Here are some to consider:
- Develop a relationship with a portable container business, pod company, or U-Haul and offer your packing and/or loading and unloading services to their customers. The benefit of this business model is that you won’t need a truck driver—just trained labor that can pack and load.
- Explore getting into the record storage or bulk storage business—not like the “big boys” that provide record retention and delivery—just floor storage. You might be able to cordon off a section of your warehouse floor and offer it to customers looking to store record boxes or bulk storage and need to access the contents. In this case, you would charge your storage customers a per-square-foot charge per month. The benefit of this business model is that it requires no labor—you’re just a landlord.
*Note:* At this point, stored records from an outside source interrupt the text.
Issue #4585, opened 2023-06-06
Estimate the number of file descriptors used by ouroboros-network


coot:
This issue is related to:
* input-output-hk/cardano-node#305
* input-output-hk/ouroboros-consensus#20

coot:
The network layer is using:

* 1 socket per upstream / downstream peer using `node-to-node` protocol.  In P2P mode the socket is shared for upstream / downstream connections for the same peer, in non P2P mode 2 separate sockets are used;
* 1 socket per accepted `node-to-client` protocol connection;
* at most 2 listening sockets (one per `IPv4` / `IPv6`);
* one listening Unix domain socket;
* the network layer occasionally reads `/etc/resolv.conf` file.

Note:
The node will re-read the topology file on `SIGHUP` signal.

coot:
Updated limits:

* 1 socket per upstream / downstream peer using node-to-node protocol. In P2P mode the socket is shared for upstream / downstream connections for the same peer, in non P2P mode 2 separate sockets are used;
* 1 socket per accepted node-to-client protocol connection;
* at most 2 listening sockets (one per IPv4 / IPv6);
* one listening Unix domain socket;
* the network layer occasionally reads /etc/resolv.conf file.
* at most 10 file descriptors for dns name resolutions (as of #4596).

The upper bound is `n + m + 15` where

* `n` - number of upstream peers
* `m` - number of downstream peers

PR #4596, opened 2023-06-14
dns: limit concurrency when resolving dns names

coot:
We use two semaphores.  One to limit concurrency of dns name resolution of local root peers to at most `2`; and another one to limit concurrency for public & ledger peers to at most `8`.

- Look into the decommissioning business. When companies want to dispose of their old furniture, you could pick it up and haul it to your warehouse, where your labor could take it apart and sort the metal, plastic, and wood for a recycling center. The benefit of this business model is that it does not require skilled labor. Your revenue stream is derived from charging the customer for the pickup and from selling the sorted material to the recycler, who stages empty collection bins at your facility.
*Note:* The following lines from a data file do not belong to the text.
PR #4603, opened 2023-06-20
Fixed handshake query delay

coot:
After handshake query the responder side is supposed to close the
connection after 20s.  We used wrong `threadDelay` function, and it
waited only 20μs instead.

### DIFF
--- a/ouroboros-network-framework/src/Ouroboros/Network/Protocol/Handshake.hs
+++ b/ouroboros-network-framework/src/Ouroboros/Network/Protocol/Handshake.hs
@@ -15,6 +15,7 @@ module Ouroboros.Network.Protocol.Handshake
   , HandshakeResult (..)
   , RefuseReason (..)
   , Accept (..)
+  , handshake_QUERY_SHUTDOWN_DELAY
   ) where
 
 import           Control.Monad.Class.MonadAsync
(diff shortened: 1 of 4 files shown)


ouroboros-network-framework/src/Ouroboros/Network/Protocol/Handshake.hs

(Before I tell you about the next option, I want to disclose my bias. I love this option because I’m the unofficial self-proclaimed, self-ordained, minister of office moving. I am the founder of IOMI®, the International Office Moving Institute that offers online office moving training at www.officemoves.com)
- Consider diversifying into office moving. Among the many benefits: average Gross Profit Margin is 50% and labor skill is much lower than what’s required for a residential move. Claims are typically much lower because your clients’ employees are rarely emotionally attached to their furniture. (It already has nicks, chips, scratches, dents, and gouges—a few more probably won’t even be noticed.)
If you use the IOMI® bucket brigade moving method, up to 40% of your labor can be unskilled and hired from a temporary labor pool. If you do a large office move, you don’t necessarily need to use your own drivers to drive your trucks. When I owned my moving company, we used a company called Rent-A-Driver that provided us with professional drivers to “shuttle” our trucks back and forth between the old (origin) office location and the new destination. Rent-A-Drivers never touched furniture—they simply drove. If you want to learn more about our online office moving training, please visit https://www.officemoves.com/training/index.html .
These are just a few examples of how you increase profitability and find more revenue streams. The key to success isn’t a good economy, or even good customers or a good business. The key is being open to new ideas and business opportunities and being willing to act on them.